One evening as I knelt to say my prayers, which were never long, because since the Visitation on the hill my natural habit—whether walking, sitting, working, travelling, or on my bed—had come to be a continual sending up from my heart and mind the tenderest and most adoring, the most worshipping and thanking little stream of thoughts to God (very much as a flower, if we could but see it, sends its scent to the sun).
And because this mode of prayer is so smooth and joyous, so easy, so unutterably sweet, in that during it the Presence of God laves us about as the sun laves the flower—so because of this it was only for short and set times that I worshipped Him as the creature in prayers upon its knees; but those few moments of prayer would always be intense, the heart and the mind with great power bent wholly and singly upon God.

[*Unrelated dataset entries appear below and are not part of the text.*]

PR #657, opened 2026-05-12
forms fix broken link

shomix:
A few small fixes for the forms template.

 - The public form page (/f/<slug>) was 500-ing for some forms — escapeHtml got an object
  instead of a string because the agent had stored option entries as {label, value} objects.
  SSR now coerces non-string options before rendering, same way the React preview already
  does.

-   That same data was rendering as [object Object] in the builder's properties panel.
  Normalized fields on hydration (and on every refetch) so the panel/preview/autosave all see
   clean strings, and the data self-heals as the user edits.

-   Publish/Unpublish felt unresponsive — the success toast landed before form.status
  refetched, so the button label stayed on "Publish" for a beat after clicking. Added a
  pendingStatus flag + spinner so the button shows "Publishing…" / "Unpublishing…" and stays
  disabled until the displayed status actually matches what we asked for.

https://clips.agent-native.com/share/K6Udwrar8PuB

### DIFF
--- a/templates/forms/app/pages/FormBuilderPage.tsx
+++ b/templates/forms/app/pages/FormBuilderPage.tsx
@@ -19,6 +19,7 @@ import {
   IconWebhook,
   IconDownload,
   IconRefresh,
+  IconLoader2,
 } from "@tabler/icons-react";
 import { Button } from "@/components/ui/button";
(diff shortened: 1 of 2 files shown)


steve8708:
💥

PR #688, opened 2026-05-14
fix: save recording in the selected folder

shomix:
# feat(clips): thread folderId through empty-state CTA to record route

## What changed

When a user opens an empty folder in the Clips library and clicks "Record", the new recording now lands in that folder automatically.

Previously only `spaceId` was forwarded from the empty-state CTA. `folderId` was silently dropped, so recordings started from a folder's empty state weren't associated with it.

## Testing

1. Open Clips → navigate into any folder with no recordings
2. Click the "Start recording" CTA
3. Record and save — recording should appear in that folder


steve8708:
awesome @shomix !

PR #696, opened 2026-05-14
fix[clips]: builder clips transcription generation

sidmohanty11:
- Fix Builder-backed Clips transcription by using `https://api.builder.io` instead of the unreachable `ai-services.builder.io` default                                         
- Send required Builder space/user headers for transcription (`x-builder-api-key`, optional `x-builder-user-id`)                                                               
- Share the corrected Builder API origin with Google realtime transcription session creation                                                                                   
- Improve Clips transcript failure copy so provider/network failures don’t show as “No speech detected”                                                                        
- Add regression coverage for Builder transcription request URL/headers and Builder origin defaults                                                                            

image

image

### DIFF
--- a/.changeset/fix-builder-transcription-endpoint.md
+++ b/.changeset/fix-builder-transcription-endpoint.md
@@ -1,0 +1,5 @@
+---
+"@agent-native/core": patch
+---
+
+Fix Builder-backed transcription by using the public Builder API endpoint with the required space/user headers.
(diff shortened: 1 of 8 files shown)


sidmohanty11:
ignore me, i dont think we need both, currently it hangs up because the host env is not set so it tries to hit `ai-services.builder.io`, i can add that value to netlify, redeploy and try again to see if that fixes the issue

sidmohanty11:
okay, that worked!
image

no need of this PR

PR #712, opened 2026-05-15
fix(auth): isolate session cookies per app in local dev

zuchka:
## Summary

- Two agent-native templates running side-by-side on `localhost:<portA>` and `localhost:<portB>` previously stomped on each other's session cookies, signing each other out. Browsers scope cookies by host only (RFC 6265 — not host+port), so both apps shared `an_session` and Better Auth's `an.*` cookies on the `localhost` cookie jar.
- In dev only (`NODE_ENV !== "production"`), the framework now derives a per-app cookie suffix from `npm_package_name` then `package.json:name` when `APP_NAME` is unset. Templates running solo via `pnpm dev` automatically get `an_session_<app>` and Better Auth prefix `an_<app>`, so cookies no longer collide.
- Production is intentionally unchanged. Switching a live deploy's cookie name would invalidate existing sessions (the server only reads `COOKIE_NAME`), so the fallback is gated behind `NODE_ENV !== "production"`. Real deploys with explicit `APP_NAME`, `COOKIE_DOMAIN`, or workspace mode behave exactly as before.

### Behavior matrix

| Scenario                                       | `COOKIE_NAME`                | Better Auth prefix |
| ---------------------------------------------- | ---------------------------- | ------------------ |
| Dev, `APP_NAME` unset, `npm_package_name=mail` | `an_session_mail` *(new)*    | `an_mail` *(new)*  |
| Dev, `APP_NAME=calendar`                       | `an_session_calendar`        | `an_calendar`      |
| `COOKIE_DOMAIN=.agent-native.com`              | `an_session`                 | `an`               |
| `AGENT_NATIVE_WORKSPACE=1`                     | `an_session_workspace`       | `an`               |
| `NODE_ENV=production`, `APP_NAME` unset        | `an_session`                 | `an`               |

## Test plan

- [x] New unit tests in `packages/core/src/server/auth.spec.ts` cover all five scenarios in the matrix (5/5 passing, full suite 100/100)
- [x] `pnpm --filter @agent-native/core typecheck` — no errors in `auth.ts` or `better-auth-instance.ts`
- [ ] Manual browser verification: `cd templates/calendar && pnpm dev` + `cd templates/mail && pnpm dev` in separate terminals; sign in to both in the same browser; confirm distinct cookies (`an_session_calendar`, `an_session_mail`, `an_calendar.session_token`, `an_mail.session_token`) and that signing into one no longer kicks the other out
- [ ] Production smoke: confirm at least one already-deployed app still presents the same `an_session` / `an.*` cookie names it did before (sanity check that no live sessions are invalidated)

### DIFF
--- a/.changeset/dev-cookie-isolation.md
+++ b/.changeset/dev-cookie-isolation.md
@@ -1,0 +1,5 @@
+---
+"@agent-native/core": patch
+---
+
+Fix cross-app auth interference when running two templates side-by-side in local dev. Browsers scope cookies by host only (not port), so two `localhost:*` dev servers previously stomped on the same `an_session` cookie and Better Auth `an.*` cookies, signing each other out. The framework now derives a per-app cookie suffix from `npm_package_name` / `package.json:name` in dev (`NODE_ENV !== "production"`), producing `an_session_<app>` and Better Auth prefix `an_<app>`. Production is unchanged — explicit `APP_NAME`, `COOKIE_DOMAIN`, and workspace mode still drive cookie naming as before.
--- a/packages/core/src/server/auth.spec.ts
+++ b/packages/core/src/server/auth.spec.ts
@@ -2489,6 +2489,68 @@ describe("server/auth", () => {
       );
     });
   });
+
+  describe("COOKIE_NAME — dev-mode auto-suffix", () => {
+    it("uses npm_package_name as the suffix in dev when APP_NAME is unset", async () => {
+      vi.stubEnv("APP_NAME", "");
+      vi.stubEnv("COOKIE_DOMAIN", "");
+      vi.stubEnv("AGENT_NATIVE_WORKSPACE", "");
+      vi.stubEnv("NODE_ENV", "development");
+      vi.stubEnv("npm_package_name", "calendar");
+      const { COOKIE_NAME, BETTER_AUTH_COOKIE_PREFIX } =
+        await import("./auth.js");
+      expect(COOKIE_NAME).toBe("an_session_calendar");
+      expect(BETTER_AUTH_COOKIE_PREFIX).toBe("an_calendar");
+    });
+
+    it("keeps the unsuffixed cookie in production even when npm_package_name is set", async () => {
+      vi.stubEnv("APP_NAME", "");
+      vi.stubEnv("COOKIE_DOMAIN", "");
+      vi.stubEnv("AGENT_NATIVE_WORKSPACE", "");
+      vi.stubEnv("NODE_ENV", "production");
+      vi.stubEnv("npm_package_name", "calendar");
+      const { COOKIE_NAME, BETTER_AUTH_COOKIE_PREFIX } =
+        await import("./auth.js");
+      expect(COOKIE_NAME).toBe("an_session");
+      expect(BETTER_AUTH_COOKIE_PREFIX).toBe("an");
+    });
+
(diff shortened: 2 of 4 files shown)


steve8708 (changes requested):
Thanks for chasing this down. I agree with the root cause here: localhost cookies are host-scoped, not port-scoped, so two standalone dev apps on `localhost:*` need distinct cookie names/prefixes.

I think we need one more pass before merging, though. The PR says production is unchanged, but `BETTER_AUTH_COOKIE_PREFIX` is derived from `APP_NAME_SLUG` whenever `APP_NAME` is set and neither workspace mode nor `COOKIE_DOMAIN` is set. Today Better Auth is hard-coded to `cookiePrefix: "an"`, so any deployed standalone app with `APP_NAME=mail` / `calendar` / etc. would rename Better Auth cookies from `an.session_token` to `an_mail.session_token`. That invalidates existing Better Auth sessions and is a production behavior change.

I’d suggest separating the cookie/auth “realm” from `APP_NAME`, since `APP_NAME` is currently carrying too many meanings: DB env prefix, app identity, workspace child id, and local cookie namespace. The invariant should be explicit:

- standalone local dev with no shared realm: isolate cookies per app, e.g. `an_session_<app>` and Better Auth prefix `an_<app>`
- workspace mode: shared login, e.g. `an_session_workspace` and Better Auth prefix `an`
- `COOKIE_DOMAIN` mode: shared cross-subdomain login, e.g. `an_session` and Better Auth prefix `an`
- production standalone: keep Better Auth prefix `an` unless we intentionally ship a session migration

Concretely, I’d put the namespace resolution in a small leaf helper used by both `auth.ts` and `better-auth-instance.ts`, so `better-auth-instance.ts` doesn’t need to import `auth.ts`:

```ts
const sharedRealm = hasCookieDomain || isWorkspaceMode;
const localIsolatedRealm = process.env.NODE_ENV !== "production" && !sharedRealm;
const slug = explicitAppSlug || (localIsolatedRealm ? packageNameSlug : "");

COOKIE_NAME = hasCookieDomain
  ? "an_session"
  : isWorkspaceMode
    ? "an_session_workspace"
    : slug
      ? `an_session_${slug}`
      : "an_session";

BETTER_AUTH_COOKIE_PREFIX = localIsolatedRealm && slug ? `an_${slug}` : "an";
```

Can we also add tests for the cases that previously regressed?

- `NODE_ENV=production`, `APP_NAME=mail`, no `COOKIE_DOMAIN`, no workspace: `COOKIE_NAME` may remain app-suffixed if that is intentional, but Better Auth prefix should stay `an`
- `AGENT_NATIVE_WORKSPACE=1` plus `APP_NAME=mail`: shared `an_session_workspace`, Better Auth prefix `an`
- `COOKIE_DOMAIN=.agent-native.com` plus `APP_NAME=mail`: shared `an_session`, Better Auth prefix `an`

One related thing to verify: workspace/shared-login only works if the shared realm also has the same Better Auth signing secret and DB. Workspace deploys/root `.env` appear designed for that, but local workspace dev can get weird if each app auto-generates its own `.env.local` `BETTER_AUTH_SECRET`. If that can still happen, we should either generate/read the secret at the workspace root in workspace mode or warn loudly when workspace mode has no shared `BETTER_AUTH_SECRET`.

steve8708:
closing this out since this has gone a bit stale, sent a fix in another PR

PR #734, opened 2026-05-17
fix(mcp): MCP-over-HTTP works on serverless (prod blocker) + Phase 3 cross-app auto-discovery

steve8708:
Follow-up after #732 (connect + cross-app SSO, merged). Fixes a **production blocker** found by real-prod smoke, plus ships Phase 3 (zero-setup cross-app wiring).

## 🔴 Prod blocker fixed — MCP-over-HTTP on the serverless runtime
Real-prod smoke of `*.agent-native.com` showed `/_agent-native/mcp` returning **501 "MCP requires Node runtime"**: the SDK's `StreamableHTTPServerTransport` needs Node `req`/`res`, but prod runs Nitro 3 / Netlify's **web-standard runtime** (no `event.node.req/res`). So `agent-native connect <hosted-url>` and any hosted MCP call were non-functional in prod (local dev worked only because it's a real Node server).

`packages/core/src/mcp/server.ts` now has a **web-standard fallback** (`WebStandardStreamableHTTPServerTransport`, verified in `@modelcontextprotocol/sdk@1.29.0`) used when Node req/res is absent; the Node fast-path is unchanged. Both funnel into the same web transport → byte-identical JSON-RPC output incl. the deep-link `_meta`. Stateless/auth/identity wrapping shared across both paths.

## Phase 3 — zero-setup cross-app auto-discovery
- **dispatch**: `GET /_agent-native/org/apps` org directory — A2A-secret auth (reuses the existing peer-auth path), same-org enforced, allow-listed first-party apps only.
- **core**: `org-directory.ts` + `list_apps`/`ask_app` auto-discover org siblings from that directory (env-gated `AGENT_NATIVE_ORG_DIRECTORY_URL` / `AGENT_NATIVE_IDENTITY_HUB_URL`, 60s cache, failure-silent → exact current behavior when inactive). `ask_app` routes directory-only apps over A2A honestly. So the mail agent can call the calendar agent with no manual setup.

## Verification
core `tsc` 0, dispatch `tsc` 0; `src/mcp` 142 + dispatch 40 + org-directory 28 specs green. Carries concurrent-agent in-tree work present on the post-#732 branch (per the ship-together convention).

## Ops follow-ups (not code — gate the hosted feature)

So now, this evening as I knelt and dwelt in great singleness on God, He drew me so powerfully, He encompassed me so with His glamour, that this singleness and concentration of thought continued much longer than usual on account of the greatness of the love that I felt for Him, and the concentration became an intensity of penetration because of this magnetism, He turned on to me, and my mind became faint, and died, and I could no longer think of or on God, for I was one with Him. And I was still I; though I was become Ineffable Joy.
When it was over I rose from my knees, and I said to myself, for five wonderful moments I have been in contact with God in an unutterable bliss and repose: and He gave me the bliss tenderly and not as on that Night of Terror; but when I looked at my watch I saw that it had been for between two and three hours.
Then I wondered that I was not stiff, that I was not cold, for the night was chilly and I had nothing about me but a little velvet dressing-wrapper; and my neck was not stiff, though my head had been thrown back, as is a necessity in Communion with God; and I thought to myself, it is as if my body also had shared in the blessing.
And this most blessed happening happened to me every day for a short while, usually only for a few moments. In this way God Himself caused and enabled me to contemplate and know Him; and I saw that it was in some ways at one with my beautiful pastime, but with this tremendous difference in it—that whereas my mind had formerly concentrated itself upon the Beautiful, and remaining Mind had soared away above all forms into its nebulous essence in a strange seductive anguish, it now was drawn and magnetised beyond the Beautiful directly to the Maker of it: and the soaring was like a death or swooning of the mind, and immediately I was living with that which is above the mind: in this living there was no note of pain, but a marvellous joy.
Slowly I learnt to differentiate degrees of Contemplation, but to my own finding there are two principal forms—Passive and Active (or High) Contemplation.
In meditation is little or no activity, but a sweet quiet thinking and talking with Jesus Christ. In Passive Contemplation is the beginning of real activity; mind and soul without effort (though in a secret state of great love-activity) raise themselves, focussing themselves upon the all-unseen Godhead: now is no longer any possible picture in the mind, of anyone nor anything, not even of the gracious figure or of the ways of Christ: here, because of love, must begin the sheer straight drive of will and heart, mind and soul, to the Godhead, and here we may be said first to commence to breathe the air of heaven.
There is no prayer, no beseeching, and no asking—there are no words and no thoughts save those that intrude and flash unwanted over the mind, but a great undivided attention and waiting upon God: God near, yet never touching. This state is no ecstasy, but smooth, silent, high living in which we learn heavenly manners. This is Passive or Quiet Contemplation.
High Contemplation ends in Contact with God, in ecstasy and rapture. In it the activity of the soul (though entirely without effort on her part) is immensely increased. It is not to be sought for, and we cannot reach it for ourselves; but it is to be enjoyed when God calls, when He assists the soul, when He energises her.